The Language Server protocol is used between a tool (the client) and a language smartness provider (the server) to integrate features like auto complete, go to definition, find all references and alike into the tool.

With LSP you’d end up with a server similar to nREPL providing common editing operations. The communication between an LSP client and a server is done via JSON.

Currently there’s a single implementation of an LSP server for Clojure - namely clojure-lsp. Its functionality is powered internally by static code analysis, one can easily imagine an LSP server implementation that’s powered by a REPL.

Pros

  • Language-agnostic protocol

  • Wide support in editors

  • Different implementations for the same language

Cons

  • The protocol is controlled by a single company

  • Clients have to support JSON, which is a problem in certain environments

  • You still need some REPL server for code evaluation

Comparison

It’s important to understand that while the socket REPL and prepl are pure REPLs (meaning their sole focus is reading, evaluating and printing), nREPL is both a REPL and a development tooling protocol. In this sense it sits somewhere between all other REPL servers and LSP.

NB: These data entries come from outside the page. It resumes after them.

PR #89, opened 2020-10-13
Us118251/org unit children load more

johngwilkinson:
This is only relevant if an org has some org unit with more than 5000 children - in which case it's now possible to hit "load more" to eventually see all of them. Hopefully gets no use in practice. :)

Quality Notes
* functional
  * without ou truncation, with and without limiting page size on the children call: no change
  * with ou truncation (set CourseLimit config to 50)
    * no page size set: no change
    * temporarily have client request page size of 10
      * load more appears for root
      * load more appears for a course template with lots of children
      * load more button does not appear for a department (only one child)
      * repeatedly clicking load more pulls in all children, then button disappears
      * UX note: for simplicity (not rewriting and optimizing the sql), the children arrive in orgUnitId order, even though they are displayed alphabetically; this is not ideal, but this is very much an edge case so user impact should be minimal
      * select children of fully or partially loaded node
      * open a template so "load more" appears both at root and inside the template node, and alternate loading in each
* performance: no significant change
* security: n/a
* devops: n/a (server already has the necessary support)
* ux/docs: approved by Kevin via Slack

image

image

FYI @bemailloux @MykolaGalian @NicholasHallman @rohitvinnakota

### DIFF
--- a/test/components/tree-filter.test.js
+++ b/test/components/tree-filter.test.js
@@ -188,30 +188,55 @@ describe('Tree', () => {
 			expect(staticTree.isPopulated(4)).to.be.true;
 		});
 
-		it('should add the given nodes', () => {
-			dynamicTree.addNodes(1001, [[991, 'new1', mockOuTypes.course], [992, 'new2', mockOuTypes.courseOffering]]);
+		[true, false].forEach(hasBookmark => {
+			it(`should add the given nodes ${hasBookmark ? 'with a bookmark' : ''}`, () => {
+				dynamicTree.addNodes(
+					1001,
+					[[991, 'new1', mockOuTypes.course], [992, 'new2', mockOuTypes.courseOffering]],
+					hasBookmark,
+					'bookmark'
+				);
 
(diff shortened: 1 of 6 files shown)


test/components/tree-filter.test.js
```diff
@@ -188,30 +188,55 @@ describe('Tree', () => {
...
+			});
 		});
 
-		it('should add the given nodes (constructor)', () => {
-			const tree = new Tree({ nodes, selectedIds, leafTypes, invisibleTypes, isDynamic: true,
-				extraChildren: new Map([
-					[1001, [[991, 'new1', mockOuTypes.course], [992, 'new2', mockOuTypes.courseOffering]]]
-				])
-			});
+		it('should turn off loading for the parent node', () => {
```
anhill-D2L, line 233: Should we also test turning loading on when requesting more children?

anhill-D2L (approved):

Vitalii-Misechko (approved):
LGTM!

PR #90, opened 2020-10-14
Add discussion activity card

rohitvinnakota:
image

[US117451](https://rally1.rallydev.com/#/detail/userstory/396960462964/tasks?fdp=true): [Engagement][Cards] Discussion Activity

Quality Notes
-> Changed the size of the loading spinner so it does not render outside the summary card. The discussion activity card is the only card with a loading spinner. 

LMS PR: https://github.com/Brightspace/lms/pull/2361

Functional testing
Tested the following cases
-> No data returns no chart with a visible legend
-> Data with no data for only 1 or 2 slices does not render those slices as expected 
-> Data changes with filters

Accessibility
->Tested with NVDA. Added chart description and point description for each slice on the pie chart. LTR and RTL works as expected. Tab navigation works as expected. 

Security: n/a
- [x] Perf testing

UX: Demoed with Kevin, ok with design. 

This PR relates to @johngwilkinson's story to add interactions.Currently hovering over slices highlights them but it should be overridden/extended once we add interactions.

fyi: @bemailloux @hyehayes @anhill-D2L @MykolaGalian @NicholasHallman


components/discussion-activity-card.js
```diff
@@ -0,0 +1,168 @@
...
+					colors: ['var(--d2l-color-amethyst-plus-1)', 'var(--d2l-color-zircon-plus-1)', 'var(--d2l-color-zircon)'],
+					borderWidth: 0,
+					cursor: 'pointer',
+					dataLabels: {
+						enabled: false
+					},
+					showInLegend: true,
+					point: {
+						events: {
+							legendItemClick: function() {
```
johngwilkinson, line 114: Why are we disabling a perfectly fine free feature? I just want to make sure this is really what the designer wants.

components/discussion-activity-card.js
```diff
@@ -0,0 +1,168 @@
...
+				text: this._cardTitle, // override default title
+				style: {
+					display: 'none'
+				}
+			},
+			plotOptions: {
+				pie: {
+					size: 80,
+					colors: ['var(--d2l-color-amethyst-plus-1)', 'var(--d2l-color-zircon-plus-1)', 'var(--d2l-color-zircon)'],
+					borderWidth: 0,
```
johngwilkinson, line 106: Is Kevin okay with the hover behaviour? We are going to use a 100% opacity halo for selected slices, so the 10% opacity halo on hover seems undesirable.

model/data.js
```diff
@@ -321,6 +320,23 @@ export class Data {
...
+			return [0, 0, 0];
+		}
+		let threadSum, replySum, readSum;
+		threadSum = replySum = readSum = 0;
+		discussionActivity.forEach(item => {
+			threadSum += item[0];
+			replySum += item[1];
+			readSum += item[2];
+		});
+		return [threadSum, replySum, readSum];
```
johngwilkinson, line 337: Prefer `{ threadSum, replySum, readSum }` so you have named fields instead of an array.

model/data.js
```diff
@@ -321,6 +320,23 @@ export class Data {
 			}, 	new Set()).size;
 	}
 
+	get discussionActivityStats() {
+		const discussionActivity = this.getRecordsInView()
+			.map(record => [record[RECORD.DISCUSSION_ACTIVITY_THREADS], record[RECORD.DISCUSSION_ACTIVITY_REPLIES], record[RECORD.DISCUSSION_ACTIVITY_READS]]);
```
johngwilkinson, line 325: I don't see any advantage to mapping an array to another array. This array isn't any easier to use, and results in you using magic numbers below as indices. Because the data size is potentially large, I wouldn't recommend using an object here, so instead I would just drop this `.map` and use the index names (`RECORD.DISCUSSION...`) below.

model/data.js
```diff
@@ -321,6 +320,23 @@ export class Data {
...
+
+		if (discussionActivity === undefined || discussionActivity.length === 0) {
+			return [0, 0, 0];
+		}
+		let threadSum, replySum, readSum;
+		threadSum = replySum = readSum = 0;
+		discussionActivity.forEach(item => {
```
johngwilkinson, line 332: Is it possible for any of these fields to be `undefined`? Trying it in chrome console, I find that `15 + null` is `15`, but `15 + undefined` is `NaN`.

model/data.js
```diff
@@ -321,6 +320,23 @@ export class Data {
 			}, 	new Set()).size;
 	}
 
+	get discussionActivityStats() {
```
johngwilkinson, line 323: Please inline this method (i.e. move its contents to `DiscussionActivity._discussionActivityStats`). You can add the `computed` decoration there.

johngwilkinson (commented):
Why does this card have a loading spinner if none of the others do? Did you discuss that with Kevin?

General demo question: did you demo live to Kevin (or record some gifs), or just show a snapshot. I find these charts have enough behaviour that seeing them respond to things like mouseover is probably important.

model/data.js
rohitvinnakota: No, it defaults to [0,0,0] server side if there are no items

rohitvinnakota:
> General demo question: did you demo live to Kevin (or record some gifs), or just show a snapshot? I find these charts have enough behaviour that seeing them respond to things like mouseover is probably important.

This user story does not cover any interactions so any of the behavior we have currently is subject to change

components/discussion-activity-card.js
rohitvinnakota: I will reenable this for now and we can take a look again when demoing interactions

components/discussion-activity-card.js
rohitvinnakota: https://github.com/Brightspace/insights-engagement-dashboard/pull/90#issuecomment-710110662

components/discussion-activity-card.js
```diff
@@ -0,0 +1,175 @@
...
+import { bodyStandardStyles } from '@brightspace-ui/core/components/typography/styles.js';
+import { Localizer } from '../locales/localizer';
+import { MobxLitElement } from '@adobe/lit-mobx';
+import { RECORD } from '../consts';
+import { SkeletonMixin } from '@brightspace-ui/core/components/skeleton/skeleton-mixin.js';
+
+class DiscussionActivityCard extends SkeletonMixin(Localizer(MobxLitElement)) {
+	static get properties() {
+		return {
+			isValueClickable: { type: Boolean, attribute: 'is-value-clickable' }
```
Vitalii-Misechko, line 15: `minor`: I've noticed that `is`-suffix is not used in attribute' names. I'd suggest using `isValueClickable: { type: Boolean, attribute: 'clickable' }`. For instance, `<d2l-insights-discussion-activity-card clickable>` - means the class isValueClickable === true;  in contrast `<d2l-insights-discussion-activity-card is-value-clickable>`  can be read as "you should read value of `is-value-clickable` to know particular value". Maybe is just me )

components/chart/chart.js
```diff
@@ -83,8 +83,8 @@ class Chart extends SkeletonMixin(LitElement) {
 	render() {
 		return html`
 			<div id="chart-container" tabindex="${this.skeleton ? -1 : 0}"></div>
-			<d2l-insights-overlay spinner-size="200" ?loading="${this.skeleton}"></d2l-insights-overlay>
-      	`;
+			<d2l-insights-overlay spinner-size="150" ?loading="${this.skeleton}"></d2l-insights-overlay>
```
Vitalii-Misechko, line 86: `thougts, no changes needed`: It's good that you have shown a demo to Kevin because this value changes spinner size for all charts. As alternative, solution you might want to pass this value as a attribute

components/discussion-activity-card.js
```diff
@@ -0,0 +1,175 @@
...
+	get _chartDescriptionTextLabel() {
+		return this.localize('components.insights-discussion-activity-card.textLabel');
+	}
+
+	render() {
+		// NB: relying on mobx rather than lit-element properties to handle update detection: it will trigger a redraw for
+		// any change to a relevant observed property of the Data object
+		return html`<div class="d2l-insights-discussion-activity-card">
+			<div class="d2l-insights-discussion-activity-card-title d2l-skeletize d2l-skeletize-45 d2l-body-standard">${this._cardTitle}</div>
+			<div class="d2l-insights-discussion-activity-card-body" aria-hidden="${this.skeleton}">
```
Vitalii-Misechko, line 92: Why does the code need to manage `aria-hidden` property here? I do not see any inner text element that can be read by screen reader while data is loading.

johngwilkinson (approved):

Vitalii-Misechko (approved):
LGTM!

nREPL was designed to be used programmatically and build tools on top of it. It was designed to be infinitely extensible when it comes to supported operations, data formats and communication channels.

Table 1. Comparison Table
NameInput/OutputData FormatClojureScript SupportClojure-agnostic ProtocolOptimized for Tooling

nREPL

Structured Input/Output

Bencode/EDN[2]

Requires extension (Piggieback)

Yes

Yes

Socket REPL

Streaming Input/Output

EDN

Yes

No

No

prepl

Streaming Input/Structured Output

EDN

Yes

No

Yes

LSP

Structured Input/Output

JSON

n/a

Yes

Yes


1. nREPL was the first such effort in the Clojure community, though.
2. Other data formats (e.g. JSON) are supported via extensions.